## PROBLEM REQUIREMENTS
Each line of the records that includes "heavily" should be found and copied.

## DATA IN THIS EXERCISE

PR #3067, opened 2024-07-25
ICU-22838 Add WebAssembly/WASI cross-compilation support

kateinoigakukun:
##### Checklist

- [x] Required: Issue filed: https://unicode-org.atlassian.net/browse/ICU-22838


markusicu:
@srl295 @sffc could you help review these changes?

markusicu:
Please rebase on current main and resolve conflicts. Note that the autoconf scripts have been updated in another PR.
I will try to be better about nudging pull requests along...

kateinoigakukun:
@markusicu Thanks for updating autoconf stuff. I rebased the branch on the latest main.

icu4c/source/common/umutex.cpp
```diff
@@ -55,9 +56,11 @@ std::once_flag initFlag;
...
 
 }  // Anonymous namespace
+#endif
 
 U_CDECL_BEGIN
 static UBool U_CALLCONV umtx_cleanup() {
+#if U_HAVE_ATOMICS
     initMutex->~mutex();
     initCondition->~condition_variable();
     UMutex::cleanup();
```
markusicu, line 66: UMutex::cleanup() is not empty. Should it not still be called? And if so, then umtx_init() should still do `ucln_common_registerCleanup(UCLN_COMMON_MUTEX, umtx_cleanup)`.

icu4c/source/common/umutex.h
```diff
@@ -61,6 +64,7 @@ template struct std::atomic<std::mutex *>;
 #endif
 #endif
 
+#endif
```
markusicu, line 67:
```suggestion
#endif  // U_HAVE_ATOMICS
```

icu4c/source/common/umutex.h
```diff
@@ -88,6 +94,29 @@ inline int32_t umtx_atomic_dec(u_atomic_int32_t *var) {
...
+
+inline int32_t umtx_atomic_inc(u_atomic_int32_t *var) {
+    return ++(*var);
+}
+
+inline int32_t umtx_atomic_dec(u_atomic_int32_t *var) {
+    return --(*var);
+}
+
+#endif
```
markusicu, line 119:
```suggestion
#endif  // U_HAVE_ATOMICS
```

icu4c/source/common/unifiedcache.cpp
```diff
@@ -13,15 +13,42 @@
...
 #include "uassert.h"
 #include "uhash.h"
 #include "ucln_cmn.h"
 
 static icu::UnifiedCache *gCache = nullptr;
+#if U_HAVE_ATOMICS
 static std::mutex *gCacheMutex = nullptr;
 static std::condition_variable *gInProgressValueAddedCond;
+
+static void unifiedcache_init_mutex() {
```
markusicu, line 29: - static functions don't need a filename prefix
- please use camelCase function names

icu4c/source/common/umutex.cpp
kateinoigakukun: On second thought, I realized we don't need `umtx_cleanup` and `umtx_init` at all because:
1. `gListHead` is not used, it's always nullptr (thus `UMutex::cleanup` is always no-op)
2. We don't even use actual std::mutex, so we don't need global shared mutex (`initMutex`, `initCondition`, and `globalMutex`)

icu4c/source/i18n/decimfmt.cpp
```diff
@@ -1637,8 +1642,13 @@ void DecimalFormat::touch(UErrorCode& status) {
     setupFastFormat();
 
     // Delete the parsers if they were made previously
+#if U_HAVE_ATOMICS
     delete fields->atomicParser.exchange(nullptr);
     delete fields->atomicCurrencyParser.exchange(nullptr);
+#else
+    delete fields->atomicParser;
```
aheninger, line 1649: Probably need to assign these two parser fields to be nullptr. The owning object is not being deleted, leaving live invalid pointers.

icu4c/source/i18n/number_mapper.h
```diff
@@ -196,10 +198,18 @@ struct DecimalFormatFields : public UMemory {
     LocalizedNumberFormatter formatter;
 
     /** The lazy-computed parser for .parse() */
+#if U_HAVE_ATOMICS
     std::atomic<::icu::numparse::impl::NumberParserImpl*> atomicParser = {};
+#else
+    ::icu::numparse::impl::NumberParserImpl* atomicParser = nullptr;
```
aheninger, line 204: nullptr vs {} for initialization. The corresponding currency parser initialization, six lines down, is using {}. Should be consistent.

aheninger (dismissed):

markusicu:
@kateinoigakukun please don't squash any more until this PR is approved, to help GitHub track comments.

kateinoigakukun:
@aheninger Thank you for your feedback. They totally make sense to me. Addressed them in 051260b0e5c8355b9ab60946134b6abb1d8ce656

@markusicu Oops, sorry. I'll keep separate fixup commits for further changes.

sffc:
Are you aware of [ICU4X](https://github.com/unicode-org/icu4x), which we've built from the ground up to work well with WebAssembly? It is no_std so doesn't even need WASI in order to build.

icu4c/source/common/unicode/platform.h
```diff
@@ -313,6 +313,20 @@
...
 
+/**
+ * \def U_HAVE_ATOMICS
+ * Defines whether the platform supports atomic operations.
+ * @internal
+ */
+#ifdef U_HAVE_ATOMICS
+    /* Use the predefined value. */
+#elif defined(__wasi__) && !defined(_REENTRANT)
+    /* WASI does not support atomics when wasi-threads feature is not enabled */
```
sffc, line 324: Question: why not use wasi-threads, then? It seems error-prone to add a flag that skips mutexes.

icu4c/source/i18n/decimfmt.cpp
sffc: Please just implement the `exchange` function in your shim.

icu4c/source/i18n/decimfmt.cpp
```diff
@@ -1673,7 +1685,11 @@ const numparse::impl::NumberParserImpl* DecimalFormat::getParser(UErrorCode& sta
     }
 
     // First try to get the pre-computed parser
+#if U_HAVE_ATOMICS
     auto* ptr = fields->atomicParser.load();
+#else
+    auto* ptr = fields->atomicParser;
```
sffc, line 1691: Please just implement the load function in your shim.

sffc (changes requested):
I'm not a fan of U_HAVE_ATOMICS poking so many holes in the ICU4C code base. Synchronization code is among the hardest and most-error-prone code, and this just makes it more so.

It looks like wasi-threads is still stage 1; is that why you can't use it?

A better solution would be to compile only a subset of ICU4C that doesn't use atomics (I know of clients already doing this), and anything that needs atomics just doesn't get compiled.

Alternatively, see if ICU4X serves your needs.

aheninger:
sffc wrote:
> I'm not a fan of U_HAVE_ATOMICS poking so many holes in the ICU4C code base.

Me neither. I was assuming getting ICU running in this environment was considered worth the added complexity.

kateinoigakukun:
Thanks @sffc for your feedback

> Are you aware of [ICU4X](https://github.com/unicode-org/icu4x), which we've built from the ground up to work well with WebAssembly? It is no_std so doesn't even need WASI in order to build.

Yes, I'm aware of the ground-up work. For our needs, because the [Foundation project](https://github.com/swiftlang/swift-corelibs-foundation) heavily depends on ICU4C, the migration might not be trivial and take a long time to get all things stable (e.g. API migrations especially for APIs without no drop-in replacement like IDNA, build system integration with Rust toolchain, and so on). At least, it's hard to reason the migration decision just for WASI platform support.
But I personally agree it *might* be a direction we should take in the long term.


> It looks like wasi-threads is still stage 1; is that why you can't use it?

First, [wasi-threads](https://github.com/WebAssembly/wasi-threads) is a proposal to provide thread creation APIs and not to provide synchronization primitives. And also the proposal is considered legacy and to be replaced with another proposal (but no implementation for the future proposal yet)

The synchronization primitives are provided by a core spec proposal [WebAssembly/threads](https://github.com/WebAssembly/threads).

Under the circumstances, WASI-SDK currently supports two platform variations:
1. Only WASI Preview1
   - Pre-compiled libc and libcxx are compiled without `WebAssembly/threads` feature, no synchroniztion primitive APIs
2. WASI Preview1 + wasi-threads extension.
   - Pre-compiled libc and libcxx provide synchronization primive APIs

Given that wasi-threads is today consiered legacy, both of them don't satisfy the needs here.

So what we want here is synchrnoization primitives but not thread creation (WebAssembly/threads enabled but wasi-threads disabled). However, both WASI-SDK and even libcxx do not support such platform, "synchronization primitives available but no thread creation" for now.

I understand your concern about poking holes, and it's a typical pain point when porting existing software to WebAssembly. To fill the gap, there is an ongoing effort to provide stubs for synchronization primitive APIs without actual synchronization operations (https://github.com/WebAssembly/wasi-libc/pull/518) in wasi-libc and WASI-SDK side. However, it requires some more effort to bring libcxx's `std::mutex` and `std::atomic`, so we don't have a fixed timeline in this direction.


> A better solution would be to compile only a subset of ICU4C that doesn't use atomics (I know of clients already doing this), and anything that needs atomics just doesn't get compiled.

Yes, we considered that direction, however the Foundation projects depends on many ICU features including formatters, locales, and timezones and they all use `umutex.h`, so it's not a realistic approach for us unfortunately.

icu4c/source/i18n/decimfmt.cpp
kateinoigakukun: Do you mean we should add something like `icu::atomic<T>` to shim `std::atomic<T>`?

sffc: Style-wise, it seems cleaner if your new cfg would just polyfill `std::atomic` with something that works in WebAssembly. I don't think it's useful for code now and into the future to have to figure out how and where to put your atomic ifdefs.

sffc:
> Thanks @sffc for your feedback
> 
> > Are you aware of [ICU4X](https://github.com/unicode-org/icu4x), which we've built from the ground up to work well with WebAssembly? It is no_std so doesn't even need WASI in order to build.
> 
> Yes, I'm aware of the ground-up work. For our needs, because the [Foundation project](https://github.com/swiftlang/swift-corelibs-foundation) heavily depends on ICU4C, the migration might not be trivial and take a long time to get all things stable (e.g. API migrations especially for APIs without no drop-in replacement like IDNA, build system integration with Rust toolchain, and so on).

From browsing the project, it looks like most calls of ICU go through here:

https://github.com/swiftlang/swift-corelibs-foundation/blob/main/Sources/CoreFoundation/internalInclude/CFICULogging.h

The bulk of the functions in that list have ICU4X equivalents, including calendrical calculations, datetime formatting, custom datetime patterns and symbols, number formatting, relative datetime formatting (experimental in ICU4X), and list formatting. The only function in that list that sticks out where there's not yet an equivalent is number parsing. You mentioned IDNA; I don't see IDNA in that list, but ICU4X aims to export at least the primitives for IDNA (https://github.com/unicode-org/icu4x/issues/2614).

I can't comment on your concern about Rust toolchains except to observe that other projects with large amounts of legacy C/C++ code and complex build systems have adopted it in the last two years (e.g. [Chromium](https://chromium.googlesource.com/chromium/src/+/refs/heads/main/docs/rust.md)). Having worked on ICU4C for 5 years before working on ICU4X for 3 years, I feel much more confident in Rust's ability to deliver fast, reliable code in the i18n space.

> At least, it's hard to reason the migration decision just for WASI platform support. But I personally agree it _might_ be a direction we should take in the long term for various other advantages of ICU4X.

I don't think a migration would be too difficult, though it would be most successful with a Foundation contributor driving the process in collaboration with the ICU4X team who could fill in any potential gaps through the process.

My most recent talk on ICU4X, [at UTW 2023](https://www.youtube.com/watch?v=oKh2v2qx6Vc), goes over some of the metrics, showing how the team has delivered better code size, memory usage, and performance in most components, _especially_ formatters, which seems to be one of the main components you use in Foundation.

I hope to be giving off a healthy sense of enthusiasm in being a point of contact if you decide to go this route.

> I understand your concern about poking holes, and it's a typical pain point when porting existing software to WebAssembly. To fill the gap, there is an ongoing effort to provide stubs for synchronization primitive APIs without actual synchronization operations ([WebAssembly/wasi-libc#518](https://github.com/WebAssembly/wasi-libc/pull/518)) in wasi-libc and WASI-SDK side. However, it requires some more effort to bring libcxx's `std::mutex` and `std::atomic`, so we don't have a fixed timeline in this direction.

I see; so it sounds like there is likely room to continue making progress in this space in WASI itself. Do you think once WASI lands support for `std::mutex` and `std::atomic`, you might be able to revert this workaround in ICU4C?

Also, it seems like there should already exist polyfills for `std::mutex` and `std::atomic`. Can we land a copy of those in ICU4C (assuming compatible licenses) to avoid reinventing the wheel?

ArcaneNibble:
> However, it requires some more effort to bring libcxx's `std::mutex` and `std::atomic`, so we don't have a fixed timeline in this direction.

fwiw, if https://github.com/WebAssembly/wasi-libc/pull/518 manages to achieve consensus and get merged, the only thing that has to be done to enable `std::mutex` and `std::atomic` is changing a few lines of cmake to `ON` in WASI-SDK (achieving consensus on _that_ may or may not require yet another discussion, but it's not a difficult technical problem)

icu4c/source/i18n/decimfmt.cpp
srl295: I agree. I think you should just implement atomics in a shim instead of trying to disable it everywhere.

kateinoigakukun:
I'll back to this once a new wasi-sdk including the pthread stub +libcxx atomic support will be shipped.

kateinoigakukun:
Hi @sffc @srl295, I updated my patch based on recent WASI SDK improvements.

- https://github.com/unicode-org/icu/pull/3067/commits/06d4d9ed360b00c08931f6849fdedce8ddb436a9 Thanks to @ArcaneNibble and @whitequark's works, `std::mutex` and `std::atomic` are now available for `wasm32-unknown-wasip1` target, so the patch is now significantly simplified. (See https://github.com/WebAssembly/wasi-sdk/issues/546 for the background)
- https://github.com/unicode-org/icu/pull/3067/commits/a76738531dc0960f13f69db831e245dbb8a79a57 Added a new CI job to ensure a build with WASI-SDK is healthy

gb-jos:
@kateinoigakukun i tried the patches on the main, and it complains regarding `U_NL_LANGINFO_CODESET` in `putil.cpp`
Screenshot 2025-10-24 at 18 47 30

However adding `-DU_HAVE_NL_LANGINFO_CODESET=0` to `CXXFLAGS`, got rid of the usage and then everything builds fine. Thanks for the work on the PR.

kateinoigakukun:
@gb-jos Thank you for trying this :) I locally rebased on the top of the latest main with wasi sdk 27 but I couldn't reproduce it  🤔

kateinoigakukun:
@sffc @srl295 Friendly reminder in case this got buried, no rush, just wanted to keep it on your radar!

srl295:
> @sffc @srl295 Friendly reminder in case this got buried, no rush, just wanted to keep it on your radar!

Can you sign the cla ?

kateinoigakukun:
@srl295 Thanks! Signed CLA and squashed commits to pass single-commit check.

sffc:
This has been approved for several months and CI is green and the ticket is accepted so I'm going to push the merge button.

sffc (approved):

## EXERCISE ANSWER
Yes, I'm aware of the ground-up work. For our needs, because the [Foundation project](https://github.com/swiftlang/swift-corelibs-foundation) heavily depends on ICU4C, the migration might not be trivial and take a long time to get all things stable (e.g. API migrations especially for APIs without no drop-in replacement like IDNA, build system integration with Rust toolchain, and so on). At least, it's hard to reason the migration decision just for WASI platform support.
> Yes, I'm aware of the ground-up work. For our needs, because the [Foundation project](https://github.com/swiftlang/swift-corelibs-foundation) heavily depends on ICU4C, the migration might not be trivial and take a long time to get all things stable (e.g. API migrations especially for APIs without no drop-in replacement like IDNA, build system integration with Rust toolchain, and so on).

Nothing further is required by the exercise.